*What you will do*: Copy, from the data below, each line that has the word "already".

[Entries taken from a collection]
== Segment start ==

PR #357, opened 2025-04-25
ADR-1781 New DSD journey: Display calculation page

matthew-goh:


app/navigation/DutySuspendedNavigator.scala
```diff
@@ -71,22 +121,21 @@ class DutySuspendedNavigator @Inject() () {
...
+      checkRouteMap(page)(userAnswers)(hasRegimesToAdd.getOrElse(false))
   }
 
-  private def declareDutySuspenseQuestionPageRoute(userAnswers: UserAnswers, mode: Mode): Call =
+  private def declareDutySuspenseQuestionPageRoute(userAnswers: UserAnswers): Call =
     userAnswers.get(DeclareDutySuspenseQuestionPage) match {
       case Some(true) if userAnswers.regimes.regimes.size > 1 =>
-        // TODO: Go to new declare quantity page for the single regime (insert mode on page load)
-        routes.JourneyRecoveryController.onPageLoad()
+        controllers.dutySuspendedNew.routes.DutySuspendedAlcoholTypeController.onPageLoad(NormalMode)
```
matthew-goh, line 135: If the user answers 'yes' on the initial question page, they will always go through the rest of the journey in normal mode (with existing answers pre-populated if available) - this is consistent with the old DSD journey and the spirits journey. For pages after the initial question, check mode is accessed only through Check Your Answers.

app/navigation/DutySuspendedNavigator.scala
```diff
@@ -71,22 +121,21 @@ class DutySuspendedNavigator @Inject() () {
...
       case Some(true)                                         =>
-        // TODO: Go to new alcohol type selection page (insert mode on page load)
-        routes.JourneyRecoveryController.onPageLoad()
+        controllers.dutySuspendedNew.routes.DutySuspendedQuantitiesController
+          .onPageLoad(NormalMode, userAnswers.regimes.regimes.head)
```
ajchilts, line 138: Can we always guarantee we have regimes? I.e. `head` will never raise an exception?

ajchilts (approved):

app/navigation/DutySuspendedNavigator.scala
matthew-goh: There should always be regimes at this point - if the user isn't approved for any regimes, user answers can't be created as reading the subscription summary causes this exception in alcohol-duty-returns:
IllegalArgumentException("Expecting at least one regime to be approved")

matthew-goh:

PR #359, opened 2025-04-29
ADR-1788 New DSD journey: Updates to task list and return submission

matthew-goh:
- Updated the task list logic to check pages from the new journey if the feature switch is on. If the user has filled in the old journey but not submitted, the DSD section shows as incomplete.
- Updated the "Duty due" page logic, as well as the creation of the return, to check/read the new pages
- Added CheckDSDOldJourneyToggleAction to prevent users from accessing the old journey via URL when the feature switch is on


ajchilts (dismissed):
Approved . LGTM. Feel like I have already reviewed a lot of this in prior PRs. :-) 

👍 

Well done @matthew-goh

ajchilts (approved):

PR #363, opened 2025-05-13
ADR-1953 Remove stray </div> tag from MultipleSPRListView

matthew-goh:
Screenshot - 'page not working' link aligned with rest of content and further below the button, same as other pages
ADR-1953 after edit


ajchilts (approved):
That is a stray div alright!

PR #364, opened 2025-05-14
ADR-2025 Mandatory 2 decimal places for total litres in declaration and adjustment journeys

matthew-goh:
Content change for these forms: Fieldset labels include "(to [2/4] decimal places)" at the end; hint text removed.

Agreed with Wandi that where there were differences in the fieldset labels (e.g. Total litres of [beer], Litres of pure alcohol) between Confluence and the existing service, we should keep the labels as they are on this ticket, other than adding "(to [2/4] decimal places)".


app/views/adjustment/AdjustmentVolumeWithSPRView.scala.html
```diff
@@ -93,8 +91,9 @@
               )
               .asNumeric()
               .withWidth(Fixed10)
-              .withPoundPrefix
               .withHint(HintViewModel(messages("adjustmentSmallProducerReliefDutyRate.hint")))
+              .withPoundPrefix
+              .withSuffix(PrefixOrSuffix(content = messages("site.rate.litre")))
```
matthew-goh, line 96: "per litre" suffix added to match single SPR and multiple SPR forms

app/views/declareDuty/TellUsAboutSingleSPRRateView.scala.html
```diff
@@ -96,6 +94,7 @@
                 )
                 .asNumeric()
                 .withWidth(Fixed10)
+                .withHint(Hint(content = messages("tellUsAboutMultipleSPRRate.hint.currency")))
```
matthew-goh, line 97: Added missing hint text (shown on Confluence) to match multiple SPR and adjustment volume with SPR forms

ajchilts (dismissed):
LGTM @matthew-goh 👍

PR #366, opened 2025-05-15
ADR-2009 fix flaky tests in RichJsValueSpec

simondrugan16:
This PR is for the ticket [ADR-2009](https://jira.tools.tax.service.gov.uk/browse/ADR-2009) Fix flaky RichJsValueSpec test

The reason for "must return an error given a keyPathNode for an array" test to fail is because sometimes the sample returned none. Using retryUntil, rather than suchThat here fixed the issue since the generated value was never none.

The second flaky test "must remove a value given a keyPathNode and return the new object" occurred much more infrequently, however was caused, I believe, by the key chosen to be added already being part of the list, causing an error when processing. This was fixed by forcing the key to be added not already being a key in the JSObject.


ajchilts (approved):
Nice :thumbnail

== Segment end ==

*Solution for this exercise*:
Approved . LGTM. Feel like I have already reviewed a lot of this in prior PRs. :-) 
The second flaky test "must remove a value given a keyPathNode and return the new object" occurred much more infrequently, however was caused, I believe, by the key chosen to be added already being part of the list, causing an error when processing. This was fixed by forcing the key to be added not already being a key in the JSObject.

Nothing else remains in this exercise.